Words Matter, and Names Carry Deep Meaning

In the Garden of Eden, one of Adam’s first tasks was giving the animals their names. At the Tower of Babel, God humbled man’s pride by confusing the names for things among different peoples with varied tongues. At Pentecost, the Spirit brought men together by letting the apostles preach to men of every nation, and be understood. St. John thought to call Christ “the Word,” which meant that He is the ordering principle of Creation.

Many theologians agree that the root of modern unbelief lay deep in the Middle Ages. The Nominalists (“name-ists” if you will) denied that man has any essence which unites me with my neighbor. In fact, nothing does. There is just a world of stuff, living or non-living. We give each thing we see (from pond to person) an arbitrary “name,” but it tells us nothing about what these things really are, or what they have in common. Follow that out through its implications, and you end up with modern nihilism, as Pope Benedict XVI warned at Regensburg.

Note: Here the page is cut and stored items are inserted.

PR #872, opened 2026-06-10
fix(discord-cli): resolve channel in the target guild on --guild/--server override (closes #838)

### LINKED ISSUE #838: discord CLI: --guild post mis-routes when channel name exists in the top-level cached channels map
Bit us 2026-06-10 publishing the dev-loop announcement: `discord post --guild 1505549701674700991 --channel cortex` posted to **grove** #cortex (a duplicate), not the metafactory community guild.

**Root cause** (`src/cli/discord/discord.ts` post command, ~line 44): the cached channel-id lookup `ctx.channels?.[channelName]?.id` is **guild-agnostic** and short-circuits BEFORE guild name-resolution. With bare `--guild` (no `--server`), `ctx.channels` is the top-level (grove) map — so any channel name that exists there (cortex, signal, …) posts to the grove id regardless of the requested guild. Same trap if a `--server` profile omits its `channels:` map (it inherits the top-level one per `server-context.ts` layering).

**Fix direction:** when the effective guildId differs from the top-level `config.guildId`, skip the cached-id short-circuit (or scope cached ids per guild) and resolve by name in the target guild.

**Doc follow-up:** the generated CLAUDE.md dual-announce section recommends exactly the broken invocation (`discord post --guild <community-guild-id> --channel <repo>`) — the compass template should say `--server <community-profile>` (with a per-profile channels map) instead.

Workaround that works today: `--server community` (profile carries its own channels map).

mellanon:
## Summary

The discord CLI's `post`/`read` cached channel-id lookup `ctx.channels?.[channelName]?.id` was **guild-agnostic** and short-circuited BEFORE guild name-resolution. With a bare `--guild` (no `--server`), `ctx.channels` stayed the top-level (grove) map, so any channel name present there (`cortex`, `signal`, …) posted to the **grove** id regardless of the requested guild.

Concretely (the #838 incident): `discord post --guild <community-guild-id> --channel cortex` posted to **grove** `#cortex` (a duplicate), not the metafactory-community guild.

A cached channel id is a Discord **snowflake valid only in the guild it was resolved against**. The fix makes that explicit and gates the cache on it.

Closes #838.

## Resolution-order fix shape

`resolveServerContext` now also returns **`channelsGuildId`** — the guild the resolved `channels` map belongs to:

- Starts as the top-level `config.guildId` (the top-level map's guild).
- Advances to a `--server` profile's guild **only when that profile supplies its own `channels` map**. A profile that inherits the top-level map keeps `channelsGuildId` = top-level guild.
- A bare `--guild` override moves `guildId` but **not** `channelsGuildId`.

New pure helper **`cachedChannelId(ctx, name)`** (in `lib/server-context.ts`, the testable layer):

```
if (ctx.channelsGuildId !== ctx.guildId) return undefined;  // cache is for the WRONG guild → resolve by name
return ctx.channels?.[name]?.id;                            // cache valid → legacy fast path
```

Both `post` and `read` route their cached-map lookup through this helper instead of reading `ctx.channels?.[name]?.id` inline.

Resolution order per command, post-fix:
1. `cachedChannelId(ctx, name)` — returns the cached id **only** when `channelsGuildId === guildId`.
2. else `resolveChannelByName(token, guildId, name)` — resolves by name **in the effective (target) guild**, then caches into the right map (`cacheChannelId` already writes to the active profile's map vs top-level).

Case matrix (all covered by tests):

| Scenario | `channelsGuildId` vs `guildId` | cached id used? |
|---|---|---|
| no flags | equal | yes (back-compat) |
| `--guild X` (no profile), name in top-level map | differ | **no → resolve by name in X (THE FIX)** |
| `--server` with own `channels` | equal | yes |
| `--server` WITHOUT `channels` (inherits top-level) | differ | **no (the subtler trap)** |
| `--guild X` + `--server` (X == profile guild) | equal | yes |
| `--guild` == top-level guild (no-op override) | equal | yes |

## Tests

`+12` tests in `src/cli/discord/__tests__/server-context.test.ts` (**31 total, 0 fail**):
- 5 for `channelsGuildId` tagging across every flag combination.
- 7 for the `cachedChannelId` gate: override + name-in-top-level-map → **not** used; no-override / matching-guild / profile-own-channels → used; unknown name → undefined.

Written test-first (RED: 5 failing on missing `channelsGuildId` → GREEN after implementation).

## Gates

- `eslint` (changed files) — clean (exit 0)
- `bun test src/cli/discord/` — 31 pass / 0 fail
- CLI `--help` smoke — parses (exit 0)
- Blast radius: only `discord.ts` imports `server-context`; change is purely additive (new field + new exported helper).

## Doc follow-up (compass)

The issue notes the generated `CLAUDE.md` dual-announce section recommends exactly the broken invocation (`discord post --guild <community-guild-id> --channel <repo>`). That text is **not** in cortex's `docs/agents-md/` (confirmed — `grep -rn 'community-guild-id' docs/agents-md/` is empty); it comes from the shared **compass** dual-announce Critical Rules block. `CLAUDE.md` is generated and must not be hand-edited, so this PR does **not** touch it.

**Compass follow-up:** update the dual-announce template to recommend `--server <community-profile>` (a profile carrying its own `channels:` map) instead of bare `--guild <community-guild-id>` — the `--server` path is unaffected by this class of bug because the profile scopes its own channels map. (The `--guild` path is now also correct after this fix, but `--server` remains the documented-recommended form.)


mellanon (commented):
## Review: StandardReview — adversarial routing logic check

**Verdict: blockers=1 majors=0 nits=1 — request-changes**

The `channelsGuildId` / `cachedChannelId` design is correct and the 31 tests properly cover the gate. One blocker surfaced on the `cacheChannelId` write-back path that the test suite does not cover.

---

### BLOCKER — `cacheChannelId` with bare `--guild` contaminates the top-level cache

**File:** `src/cli/discord/discord.ts`
**Lines:** 131 (post) and 220 (read) — the `cacheChannelId(config, ctx, channelName, channelId)` calls

When the user runs with a bare `--guild` (no `--server`), `ctx.serverName` is `undefined`. `cacheChannelId` routes `undefined` serverName to the top-level `config.channels` map:

```ts
// discord.ts cacheChannelId (private, untested for this path):
const profile = ctx.serverName ? config.servers?.[ctx.serverName] : undefined;
if (profile) { ... }
else {
  config.channels ??= {};
  config.channels[channelName] = { id: channelId }; // ← writes community id to grove map
}
```

**Reproduction sequence — the exact dual-announce agent pattern:**

1. `discord post -c cortex "grove announcement"` → grove `#cortex` ✓ (cache: grove id)
2. `discord post --guild <community-guild-id> -c cortex "community announcement"`:
   - `cachedChannelId` returns `undefined` ✓ (fix works, skips grove cache)
   - `resolveChannelByName(token, COMMUNITY_GUILD, "cortex")` → returns `COMMUNITY_CORTEX_ID`
   - `cacheChannelId(config, ctx, "cortex", COMMUNITY_CORTEX_ID)` → writes `COMMUNITY_CORTEX_ID` into `config.channels["cortex"]` (the TOP-LEVEL grove map)
   - `saveConfig(config)` persists the poisoned cache to disk
3. `discord post -c cortex "next PR grove announcement"`:
   - `resolveServerContext`: `guildId=GROVE`, `channelsGuildId=GROVE`
   - `cachedChannelId`: GROVE === GROVE → trusts cache → returns `COMMUNITY_CORTEX_ID`
   - Posts to `COMMUNITY_CORTEX_ID` in the community guild, NOT grove

This is the identical mis-route class as #838, now triggered on the **second** bare invocation after any `--guild` run. The old code had a different bug (posted to wrong guild immediately) but never contaminated the cache because the short-circuit fired before `resolveChannelByName`. This PR fixes the immediate mis-route but introduces a persistent one via the write-back.

**Fix:** In `cacheChannelId`, when `serverName` is undefined but `ctx.guildId !== config.guildId`, skip the cache write:

```ts
function cacheChannelId(config, ctx, channelName, channelId): void {
  const profile = ctx.serverName ? config.servers?.[ctx.serverName] : undefined;
  if (profile) {
    profile.channels ??= {};
    profile.channels[channelName] = { id: channelId };
  } else if (!ctx.guildId || ctx.guildId === config.guildId) {
    // Only cache into the top-level map when the effective guild IS the top-level guild.
    // A bare --guild override targets a different guild — don't pollute the grove cache.
    config.channels ??= {};
    config.channels[channelName] = { id: channelId };
  }
  // else: bare --guild targeting a different guild — drop the cache write.
}
```

A test should cover: resolve with `--guild COMMUNITY`, simulate the cache write, then resolve with no flags and assert `cachedChannelId` still returns the original grove id.

---

### NIT — Missing `bug` + priority labels (ecosystem standard)

Per CLAUDE.md: every open PR/issue needs at minimum one type label and one priority label. For a shipped-incident fix: `bug` + `now`.

---

### Passing checks

- **channelsGuildId propagation**: every branch of `resolveServerContext` sets it correctly — no-flags, `--guild`, `--server` with own channels, `--server` without channels (inherits + mismatch), `--guild`+`--server` combined. All six cases verified against the PR source.
- **cachedChannelId gate**: the `!==` comparison is correct. The `undefined` degenerate case (no guildId in config at all) is also safe: `undefined !== undefined` → false → cache used; `undefined !== X` → true → cache skipped.
- **No bypass of the helper**: `discord.ts` on the PR branch has zero raw `ctx.channels?.[name]?.id` reads. Both `post` and `read` route through `cachedChannelId`. All `server-context` importers confirmed — only `discord.ts` and its test file.
- **Tests are honest**: the +7 `cachedChannelId` tests assert the exact grove id is present in `ctx.channels` while the helper returns `undefined` — they test the gate, not just the helper in isolation.
- **Back-compat**: no-flags path byte-identical, `channelsGuildId === guildId` always, cache fast-path preserved.
- **Branch state**: one commit directly on main tip — no stale-rebase risk.
- **CI**: 5/5 green.
- **Compass doc follow-up**: scoped correctly — not in this PR, noted for compass template.

mellanon:
## Review disposition — review 2832136401

Both items addressed in `08eb80b`.

| Finding | Severity | Outcome |
|---|---|---|
| `cacheChannelId` write-back poisons the top-level cache: a bare `--guild <other>` post persists the foreign-guild id into `config.channels`, so the next no-flag post reads it and re-mis-routes (deferred #838) | BLOCKER | **Fixed.** Top-level write now guarded on `!ctx.guildId \|\| ctx.guildId === config.guildId`. A bare `--guild` to a different guild has no per-guild map to own its ids → the write is **dropped** (resolve-by-name stays correct on every later invocation). `--server` profiles still write into their own `channels` map. `cacheChannelId` returns whether it wrote; both call sites gate `saveConfig` on it. Moved into `lib/server-context.ts` so the read gate + write guard are a tested pair. |
| PR missing `bug` + `now` labels (ecosystem label standard) | NIT | **Fixed.** Both labels added to the PR. |

### Write-guard shape

```ts
export function cacheChannelId(config, ctx, channelName, channelId): boolean {
  const profile = ctx.serverName ? config.servers?.[ctx.serverName] : undefined;
  if (profile) {                                   // --server → profile's own map
    profile.channels ??= {};
    profile.channels[channelName] = { id: channelId };
    return true;
  }
  // No profile: only persist into the top-level map when the effective guild
  // IS the top-level guild. A bare `--guild <other>` has no map to own its
  // ids → DROP the write rather than poison grove.
  if (!ctx.guildId || ctx.guildId === config.guildId) {
    config.channels ??= {};
    config.channels[channelName] = { id: channelId };
    return true;
  }
  return false;
}
```

Call sites: `if (channelId && cacheChannelId(...)) saveConfig(config);` — no file churn on a dropped write.

### Tests (+6, 37 total / 0 fail)

New `cacheChannelId — write-guard against foreign-guild poisoning (#838)` block, incl. **the reviewer's exact sequence**: `post --guild <community> -c cortex` → then a no-flag `post -c cortex` asserts the second resolves the **grove** id (`111`), **not** the cached community id. Plus: profile writes land in the profile map (top-level untouched), `--guild`==top-level is a no-op write, and a no-`guildId` config still writes (defensive).

### Gates

| Gate | Result |
|---|---|
| `bunx tsc --noEmit` | clean (exit 0) |
| `eslint` (changed files) | clean (exit 0) |
| `bun test src/cli/discord/` | 37 pass / 0 fail |
| CI (Typecheck / Lint / Test / governance / vocab) | 5/5 pass |
| CLI `--help` smoke | parses |

Holding on the REVIEW_REQUIRED gate — not merging.

PR #610, opened 2026-06-03
feat(mc): G-1113.E.2 — attention producers (reconciler over DB state)

mellanon:
## G-1113.E.2 — attention producers

`reconcileAttention` derives the open attention set from current DB state, upserts it (idempotent by deterministic id), and **auto-resolves** any previously-open reconciled item whose condition has cleared — the acceptance criterion ("items resolve when their condition clears") + the E.1-flagged orphaned-link follow-up, handled in one place.

### Sources wired (DB-derivable, with a clean deep-link)
- **blocked assignments** → kind from `block_reason`: `permission.request` → `permission`/high, `review.checkpoint` → `review`/normal, `tool.error` → `blocked`/high. Deep-linked via the assignment's **session** (`listFocusArea` is the `state='blocked'` projection).
- **stale work items** (open + untouched past the threshold, default 7d) → `stale`/low, deep-linked via the **work item**. Terminal statuses (`done`/`closed`/`cancelled`/`completed`) never go stale.

### Deferred (documented in-code, not silently dropped)
- **`failed_dispatch`** — a Myelin envelope nak is bus-level with no MC-DB record yet; wired when that lands a row.
- **failing checks** — a `Check` links by commit SHA with no direct work-item/session deep-link target (§7.4 requires one) until the check→PR→workItem chain exists.
- **`input_needed`** — no current `block_reason` maps to it; a future producer.

### Design note
A **derive+diff reconciler** (rather than hooking every runner/bus emit point) keeps producers idempotent + pure + testable. The periodic/event trigger that *calls* `reconcileAttention` is the integration step — kept minimal here, mirroring the D.2/D.5b ingestion-mechanism split.

### Verification
- `bunx tsc --noEmit` clean · `bun run lint` 0 errors · carve-out gate PASS · `bun test src/surface/mc` 1252 pass / 0 fail · merge-guard clean

Closes #606. Part of #604 / #354.

Issue #606, opened 2026-06-03
G-1113.E.2 — wire attention sources


mellanon:
Producers for each attention kind: blocked sessions (runner), permission requests, review checkpoints (PR review_requested), failed dispatches (Myelin envelope nak), failing checks, stale work items. Each emits an AttentionItem with a deep-link target. Part of #604 / #354.

PR #873, opened 2026-06-10
feat(mc): MC-I1.S7 — attention producers: failed_dispatch + stale (E.2 completion)

### LINKED ISSUE #849: MC-I1.S7 — attention producers: failed_dispatch + stale (E.2 completion)
Phase 2, slice 7 of #843. Complete the deferred G-1113.E.2 producers: `failed_dispatch` (from dispatch.task.failed/aborted naks via the S6 projection) and `stale` work items, surfaced in the attention queue with deep links.

**Acceptance:**
- [ ] failed/aborted dispatch produces an attention item (kind failed_dispatch) with deep link
- [ ] stale producer per E.2 spec; resolved items auto-clear on reconcile
- [ ] notification routing via existing system.attention.* path

mellanon:
Completes the two G-1113.E.2 attention producers explicitly deferred at #606 / #610, the **last slice of Iteration 1** (#843, Phase 2).

### 1. `failed_dispatch` producer — event-driven (`src/surface/mc/projection/failed-dispatch.ts`)

A failed dispatch's detail (`error_summary` + the cortex#249 four-way+reserved nak `reason` union) rides the **terminal envelope** and is not queryable DB state, so the E.2 reconciler can't re-derive it. This producer reads the envelope at projection time — the event IS the source of truth — and rides the **S6 dispatch-lifecycle projection seam** (`dispatch-lifecycle-renderer.ts` calls it for every `dispatch.task.*`):

- `dispatch.task.failed` → open `att:faildis:{correlationId}`, severity mapped from the nak reason (`policy_denied`/`wont_do`/`compliance_block` → critical, `cant_do` → high, `not_now` → normal), deep-linked via the dispatch anchor session (§7.4 drill-down target).
- `dispatch.task.aborted` with `reason ≠ "principal-cancel"` → open (timeout/shutdown/replaced = outside force). A **principal's own cancel opens nothing**.
- a later `started`/`completed` for the same anchor → **auto-resolve** (a redispatch healed it). Wired into the same seam, no separate trigger.
- idempotent on redelivery (already-open re-upsert → no duplicate opened delta).

### 2. `stale` producer completion (`src/surface/mc/db/attention-sources.ts`)

E.2 shipped `att:stale:{wiId}` for stuck **work items**. This completes the deferred scope: a non-terminal, non-blocked **assignment** stuck with no recent activity is stale too — `att:stale:asg:{asgId}`, deep-linked via its session. Last-activity **joins the S6 heartbeat liveness row** (latest `system.agent.heartbeat` event timestamp per session, `MAX`'d with the assignment's `updated_at`): a recently-heartbeating session is alive even with a quiet `updated_at`; silence past the threshold flags it; a fresh heartbeat heals it.

## Design choices (one line each, as requested)

- **Producer placement** — `failed_dispatch` lives in a **sibling module** the renderer calls (not inside `dispatch-lifecycle.ts`), so the lifecycle projection stays focused and the producer's open/resolve is independently testable.
- **Notify funnel** — the renderer threads an **optional `publishDelta`** into `createDispatchProjectionRenderer` (like `wsRegistry`); cortex.ts wires it to the **established `publishReconcileDelta` builder** (`attention-notify.ts`) with the same `notifySource` the cockpit loop uses, so event-driven opens/resolves ride the **same `system.attention.*` path** — not a parallel protocol. Omitted (headless/test) → DB write happens, notify skipped. Works whenever `mc.enabled`, independent of `cockpit.enabled` (event-driven, not state-derived).
- **Thresholds** — module constants with doc comments (`DEFAULT_STALE_ASSIGNMENT_AFTER_MS = 1h`, work-item `7d` unchanged). **No config schema added** — no cockpit knob clearly belongs to either yet (minimal scope per the brief).

## Prefix disjointness (the slice's critical invariant)

`att:faildis:` (this PR) is disjoint from the reconciler's `att:block:` / `att:stale:` and S6's `att:fed:`. The reconciler's auto-resolve sweep is prefix-scoped (`startsWith(BLOCK_PREFIX) || startsWith(STALE_PREFIX)`) so it can never sweep an `att:faildis:` item, and this producer only resolves its own `att:faildis:` ids. The new `att:stale:asg:` is a **sub-namespace of `att:stale:`**, so the reconciler's existing prefix-scoped resolve already covers it (work-item ids keep the bare prefix, unchanged). A dedicated test asserts both directions.

## Test plan

`failed-dispatch.test.ts` (11): open w/ nak reason captured · severity mapping · aborted-not-cancel opens · **principal-cancel does NOT open** · redispatch started/completed auto-resolves · idempotent redelivery · null-session orphan · non-terminal type ignored · **prefix disjointness (reconciler ↔ producer neither sweeps the other)**.

`attention-sources-stale-assignment.test.ts` (10): silent running assignment flagged · recent heartbeat keeps it alive · stale heartbeat flags · **fresh heartbeat heals** · terminal/blocked excluded · queued/dispatched included · fresh not-yet-stale · custom threshold · resolves on terminal transition.

`dispatch-lifecycle-renderer.test.ts` (+4): **opened delta funnelled** to publishDelta · **resolved delta funnelled** on redispatch · headless DB-write w/o publisher · S4 back-compat (no wiring → no attention item).

## Gates

| Gate | Result |
|---|---|
| `bun run lint` | 0 errors (my files clean; 27 pre-existing unused-disable warnings elsewhere) |
| `bunx tsc --noEmit` | clean |
| `bun test src/surface/mc` | 1382 pass / 1 skip / 0 fail |
| full `bun test` | 5275 pass; 2 env-flaky subprocess/TLS timeouts (`#752` CLI passthrough, CloudPublisher mTLS) — **pass in isolation**, unrelated to MC |
| `scripts/check-carveouts.sh` (changed files) | PASS (no bare "operator" — "principal" throughout) |

Closes #849
Part of #843

### DIFF
--- a/src/surface/mc/db/attention-sources.ts
+++ b/src/surface/mc/db/attention-sources.ts
@@ -12,11 +12,22 @@
  * Sources wired here (the DB-derivable kinds with a clean deep-link):
  *   - blocked assignments → kind from block_reason (permission / review /
  *     blocked), deep-linked via the assignment's session.
- *   - stale work items → kind "stale", deep-linked via the work item.
+ *   - stale work items → kind "stale", deep-linked via the work item
+ *     (`att:stale:{wiId}`).
+ *   - stale ASSIGNMENTS (MC-I1.S7) → kind "stale", deep-linked via the
+ *     assignment's session (`att:stale:asg:{asgId}`). An assignment stuck
+ *     non-terminal (queued / dispatched / running) with no recent activity —
+ *     "Which sessions are running, stale, or waiting for input?" (design §8).
+ *     Last-activity is the assignment's latest `system.agent.heartbeat` event
+ *     timestamp (the S6 liveness row), falling back to the assignment's
+ *     `updated_at` when no heartbeat has landed.
  *
  * Deferred (documented, NOT silently dropped):
- *   - "failed_dispatch": a Myelin envelope nak — bus-level, not in the MC DB;
- *     wired when the dispatch-failure event lands a DB record.
+ *   - "failed_dispatch": completed in MC-I1.S7 as an EVENT-DRIVEN producer
+ *     (projection/failed-dispatch.ts) — the failure detail (error_summary + the
+ *     cortex#249 nak reason) rides the terminal envelope and is not queryable DB
+ *     state, so it can't be re-derived here. Its `att:faildis:` namespace is
+ *     disjoint from these prefixes; the resolve sweeps below never touch it.
  *   - failing checks: a Check links by commit SHA, with no direct work-item /
  *     session deep-link target (§7.4 requires one) until the check→PR→workItem
  *     chain exists; revisit with that linkage.
@@ -30,17 +41,45 @@ import { upsertAttentionItem, listOpenAttention, resolveAttentionItem } from "./
 /** Deterministic id prefixes — let re-runs upsert in place + diff for resolution. */
 const BLOCK_PREFIX = "att:block:";
 const STALE_PREFIX = "att:stale:";
+/** Sub-namespace of STALE_PREFIX for stuck ASSIGNMENTS (work items keep the bare prefix). */
+const STALE_ASSIGNMENT_PREFIX = "att:stale:asg:";
 
 /** Work-item statuses treated as terminal (never "stale"). GitHub ingest writes open/closed. */
 const TERMINAL_WORK_ITEM_STATUSES = new Set(["done", "closed", "cancelled", "completed"]);
 
+/**
+ * Assignment states that are NON-terminal AND not already an attention source
+ * via the block producer (which owns `blocked`). An assignment in one of these
+ * with no recent activity is "stale" — work the principal dispatched that has
+ * gone quiet without finishing.
+ */
+const STALE_ASSIGNMENT_STATES = new Set(["queued", "dispatched", "running"]);
+
+const HEARTBEAT_EVENT_TYPE = "system.agent.heartbeat";
+
 const DEFAULT_STALE_AFTER_MS = 7 * 24 * 60 * 60 * 1000; // 7 days
+
+/**
+ * A dispatched session goes "stale" far sooner than a planning-board work item:
+ * a running CC session that hasn't ticked a heartbeat in an hour is stuck (the
+ * runner heartbeats every ~30 s — cortex#361). The work-item threshold (days)
+ * tracks a different cadence (a GitHub issue untouched for a week). Both are
+ * module constants, not config schema, per the slice's minimal-scope rule — no
+ * cockpit knob clearly belongs to either yet; revisit if a stack needs to tune.
+ */
+const DEFAULT_STALE_ASSIGNMENT_AFTER_MS = 60 * 60 * 1000; // 1 hour
 
 export interface ReconcileAttentionOptions {
   /** Stack/deployment id stamped on produced items. */
   stackId: string;
   /** An open work item untouched longer than this is "stale". Default 7 days. */
   staleAfterMs?: number;
+  /**
+   * A non-terminal assignment with no activity (heartbeat or `updated_at`)
+   * within this window is "stale". Default 1 hour — a dispatched session ticks
+   * a heartbeat every ~30 s, so an hour of silence means it's stuck.
+   */
+  staleAssignmentAfterMs?: number;
   /** Current time in epoch SECONDS (injectable for deterministic tests). */
   nowEpochSec?: number;
 }
@@ -74,6 +113,8 @@ function blockReasonToAttention(reason: BlockReason): { kind: AttentionKind; sev
 export function reconcileAttention(db: Database, opts: ReconcileAttentionOptions): ReconcileResult {
   const nowSec = opts.nowEpochSec ?? Math.floor(Date.now() / 1000);
   const staleBeforeSec = nowSec - Math.floor((opts.staleAfterMs ?? DEFAULT_STALE_AFTER_MS) / 1000);
+  const staleAssignmentBeforeSec =
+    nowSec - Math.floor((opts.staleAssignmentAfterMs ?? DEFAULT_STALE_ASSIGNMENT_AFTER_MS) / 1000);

Catholic novelist Walker Percy’s non-fiction masterpiece, Lost in the Cosmos, centers on language as the greatest proof for man’s uniqueness. And hence his status as a child of God, not an accident of genetics. Animals respond to signals. Gorillas can learn sign language. But no animal save man thinks that words refer to things. No other creature on earth has a realm of symbolic meaning. Biologists can’t explain that, and AI geeks can’t replicate it. The fact that we can use symbols to speak the truth, and name things that share an essence, sets us apart from dumb Creation.

It shows why our lives are unique, and uniquely worth protecting.